## Records supplied
---------------

PR #7162, opened 2025-08-26
feat(cli): Add support for Ctrl+Backspace to delete a word backward

### LINKED ISSUE #6547: i can't delete words backwards with Ctrl+Backspace only forward with Ctrl+Del which is annoying
### What happened?

The Ctrl+Backspace didn't deleted a whole word in the chat input area.

I expected to delete a word backward with Ctrl+Backspace but this feature is not implemented yet.

### Client information

* **CLI Version:** 0.1.22
* **Git Commit:** 5fe4e023
* **Session ID:** 19897d62-d581-42e1-864f-32c9b9ce9e33
* **Operating System:** linux v22.17.0
* **Memory Usage:** 199.0 MB

### Login information

_No response_

_No response_

davideast:
## TLDR
Adds the ability to delete a word backwards with `Ctrl + Backspace`.

## Reviewer Test Plan
I tested a local build in a Linux environment and tests were added in:
- `packages/cli/src/ui/contexts/KeypressContext.test.tsx`
- `packages/cli/src/ui/contexts/KeypressContext.test.tsx`
- `packages/cli/src/ui/keyMatchers.test.ts`

## Testing Matrix

|          | 🍏  | 🪟  | 🐧  |
| npm run  | ❓  | ❓  |  ✅ |
| npx      | ❓  | ❓  | ✅ |
| Docker   | ❓  | ❓  | ❓  |
| Podman   | ❓  | -   | -   |
| Seatbelt | ❓  | -   | -   |

## Linked issues / bugs
Resolves #6547

### DIFF
--- a/packages/cli/src/config/keyBindings.ts
+++ b/packages/cli/src/config/keyBindings.ts
@@ -90,23 +90,16 @@ export type KeyBindingConfig = {
 export const defaultKeyBindings: KeyBindingConfig = {
   // Basic bindings
   [Command.RETURN]: [{ key: 'return' }],
-  // Original: key.name === 'escape'
   [Command.ESCAPE]: [{ key: 'escape' }],
 
   // Cursor movement
-  // Original: key.ctrl && key.name === 'a'
   [Command.HOME]: [{ key: 'a', ctrl: true }],
-  // Original: key.ctrl && key.name === 'e'
   [Command.END]: [{ key: 'e', ctrl: true }],
 
   // Text deletion
-  // Original: key.ctrl && key.name === 'k'
   [Command.KILL_LINE_RIGHT]: [{ key: 'k', ctrl: true }],
-  // Original: key.ctrl && key.name === 'u'
   [Command.KILL_LINE_LEFT]: [{ key: 'u', ctrl: true }],
-  // Original: key.ctrl && key.name === 'c'
   [Command.CLEAR_INPUT]: [{ key: 'c', ctrl: true }],
-  // Original: key.ctrl && key.name === 'backspace'
   // Added command (meta/alt/option) for mac compatibility
   [Command.DELETE_WORD_BACKWARD]: [
     { key: 'backspace', ctrl: true },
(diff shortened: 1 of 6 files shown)


packages/cli/src/config/keyBindings.ts
```diff
@@ -105,6 +106,12 @@ export const defaultKeyBindings: KeyBindingConfig = {
   [Command.KILL_LINE_LEFT]: [{ key: 'u', ctrl: true }],
   // Original: key.ctrl && key.name === 'c'
   [Command.CLEAR_INPUT]: [{ key: 'c', ctrl: true }],
+  // Original: key.ctrl && key.name === 'backspace'
```
jacob314: Generally Gemini CLI is a bit too big a fan of adding comments describing how the code was rather than what it does now. 
The comment about adding meta/alt/option for 
As a follow up PR we should clean up this and the other low value "Original: " comments in this pr.

packages/cli/src/ui/components/shared/text-buffer.ts
```diff
@@ -1299,6 +1300,45 @@ export function textBufferReducer(
       return { ...nextState, lines: newLines, preferredCol: null };
     }
 
+    case 'delete_word_backward': {
```
jacob314: how is this different from deleteWordLeft? Please align with that method rather than creating another one. note that that command already has a keyboard shortcut tied to ctrl backspace which just likely wasn't working on your keyboard without the other fixes you landed this pr.

jacob314 (commented):
Thanks for the fix. will approve after the duplicate deleteWordLeft functionality is reverted.
You hit one of the confusing cases where some logic has gotten into InputPrompt which should have just been in text-buffer making it a bit harder to spot where to add keyboard shortcuts. it would be nice to clean this up and move the keyboard processing that doesn't need to be InputPrompt aware (e.g. know about autocomplete, etc) into the text-buffer.ts layer.
I'd support updating all of text-buffer to use the keybindings. nobody has yet made the time to do that but good news is Gemini CLI should be able to make the task quite mechanical.

packages/cli/src/ui/components/shared/text-buffer.ts
davideast: Yep, you're right there's a lot of duplication. I added logic improves on the word boundary logic, so I moved that into `deleteWordLeft` and removed the `delete_word_backward` function. 

The main difference is that the new logic is much smarter about what it considers a "word." The old version would treat things like `variable_name` or `path/to/file` as a single word. It's also better with unicode and punctuation, so something like `foo!!!` is correctly treated as two words.

Let me know if this improvement is good and if not I can just resort back to the old `deleteWordLeft` logic.

packages/cli/src/ui/components/shared/text-buffer.ts
```diff
@@ -1229,47 +1229,38 @@ export function textBufferReducer(
     case 'delete_word_left': {
       const { cursorRow, cursorCol } = state;
       if (cursorCol === 0 && cursorRow === 0) return state;
-      if (cursorCol === 0) {
+
+      const nextState = pushUndoLocal(state);
```
jacob314, line 1233: please add tests for this changed logic

packages/cli/src/ui/components/shared/text-buffer.ts
```diff
@@ -1229,47 +1229,38 @@ export function textBufferReducer(
     case 'delete_word_left': {
```
jacob314, line 1229: if you are modifying delete_word_left I suspect you also need to modify delete_word_right to be consistent.

packages/cli/src/config/keyBindings.ts
davideast: Done.

packages/cli/src/ui/components/shared/text-buffer.ts
davideast: Done.

packages/cli/src/ui/components/shared/text-buffer.ts
davideast: Done. I also added word boundary tests.

jacob314 (approved):
lgtm

PR #9763, opened 2025-09-25
fix(core): Improve API error retry logic

SandyTao520:
## TLDR

This pull request refactors the API error handling and retry mechanism within the core chat functionality. Previously, we relied on string-matching error messages to decide whether to retry an API call. This update switches to using the structured `ApiError` from the GenAI SDK, checking the HTTP status code directly. This makes our retry logic more robust and reliable, ensuring we correctly retry on transient errors like rate limits (429) and server errors (5xx) while failing fast on client-side issues like bad requests (400).

## Dive Deeper

The previous implementation of our retry logic was brittle because it parsed the text of an error message to find status codes. This approach can easily break if the upstream SDK changes its error message formatting.

This change improves our resilience by:
1.  **Type-Safe Error Checking**: We now check if an error is an `instanceof ApiError` from `@google/genai`.
2.  **Using Status Codes**: We use the `error.status` property to make decisions, which is a much more stable API than the error message.
3.  **Clearer Logic**: The `shouldRetry` function is now more explicit:
    *   **Do not retry** on `400 Bad Request` errors.
    *   **Do not retry** on "maximum schema depth exceeded" errors.
    *   **Retry** on `429 Rate Limit Exceeded` errors.
    *   **Retry** on all `5xx` server-side errors.

This ensures the CLI is more predictable when interacting with the Gemini API, leading to a better user experience during transient network or server issues.

## Reviewer Test Plan

Validating this change manually is difficult as it requires forcing the backend to produce specific HTTP error codes.

The most effective way to review this PR is to:
1. Use the prompt `what's in @packages/`, this would exceed token limit and get 400 bad request.
2. Verify this API error won't trigger a retry.

## Testing Matrix

|          | 🍏  | 🪟  | 🐧  |
| npm run  | ✅  | ❓  | ❓  |
| npx      | ✅  | ❓  | ❓  |
| Docker   | ❓  | ❓  | ❓  |
| Podman   | ❓  | -   | -   |
| Seatbelt | ❓  | -   | -   |

### DIFF
--- a/packages/core/src/core/geminiChat.test.ts
+++ b/packages/core/src/core/geminiChat.test.ts
@@ -10,6 +10,7 @@ import type {
   GenerateContentConfig,
   GenerateContentResponse,
 } from '@google/genai';
+import { ApiError } from '@google/genai';
 import type { ContentGenerator } from '../core/contentGenerator.js';
 import {
   GeminiChat,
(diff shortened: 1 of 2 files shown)


anj-s (approved):
nice one!

PR #9765, opened 2025-09-25
Unset foreground in default themes

miguelsolorio:
## TLDR

This fixes a long standing issue where users on light terminals can't really see the text.

## Dive Deeper

By unsetting the foreground color, it relies on using the terminal foreground color. This only applies to our default dark/light themes, other themes will have custom foreground colors.

### Before
CleanShot 2025-09-25 at 15 16 16@2x

### After
CleanShot 2025-09-25 at 15 17 05@2x

## Testing Matrix

|          | 🍏  | 🪟  | 🐧  |
| npm run  | ✅  | ❓  | ❓  |
| npx      | ❓  | ❓  | ❓  |
| Docker   | ❓  | ❓  | ❓  |
| Podman   | ❓  | -   | -   |
| Seatbelt | ❓  | -   | -   |


packages/cli/src/ui/utils/displayUtils.ts
```diff
@@ -28,5 +28,5 @@ export const getStatusColor = (
   if (value >= thresholds.yellow) {
     return theme.status.warning;
   }
-  return options.defaultColor || theme.status.error;
```
jacob314, line 31: did you gemini cli catch this or did you manually debug to fix this? For what it is worth this seems wrong both before and after. Likely we should have a red/error threshold and return theme.status.error in that case
and always return options.defaultColor for this default case.

jacob314 (approved):
lgtm

packages/cli/src/ui/utils/displayUtils.ts
miguelsolorio: Gemini originally made the change but then GCA suggested this instead (you can see the resolved thread above). Happy to add your suggestions.

miguelsolorio: Let me follow up in a subsequent PR to address this

PR #9768, opened 2025-09-25
fix(ui): Truncate long loading text

SandyTao520:
## TLDR

This pull request updates the `LoadingIndicator` component to truncate long loading phrases instead of wrapping them. This prevents the UI from shifting or expanding when a long loading message is displayed, ensuring a more stable and visually consistent layout.

## Dive Deeper

Previously, if a long string was provided to the `currentLoadingPhrase` prop in the `LoadingIndicator`, the text would wrap to a new line. This could cause the entire terminal UI to reflow, which is a jarring user experience.

This change applies the `wrap="truncate-end"` property to the `Text` component responsible for rendering the primary loading message. Now, any text that exceeds the available width will be cleanly truncated with an ellipsis at the end, maintaining the single-line integrity of the loading indicator.

## Reviewer Test Plan

Hard to repro.

## Testing Matrix

|          | 🍏  | 🪟  | 🐧  |
| npm run  | ✅  | ❓  | ❓  |
| npx      | ✅  | ❓  | ❓  |
| Docker   | ❓  | ❓  | ❓  |
| Podman   | ❓  | -   | -   |
| Seatbelt | ❓  | -   | -   |

### DIFF
--- a/packages/cli/src/ui/components/LoadingIndicator.test.tsx
+++ b/packages/cli/src/ui/components/LoadingIndicator.test.tsx
@@ -233,6 +233,21 @@ describe('<LoadingIndicator />', () => {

---------------

## Task
Copy out all lines of the material above in which "opened" occurs.

## Response to this task
PR #7162, opened 2025-08-26
PR #9763, opened 2025-09-25
PR #9765, opened 2025-09-25
PR #9768, opened 2025-09-25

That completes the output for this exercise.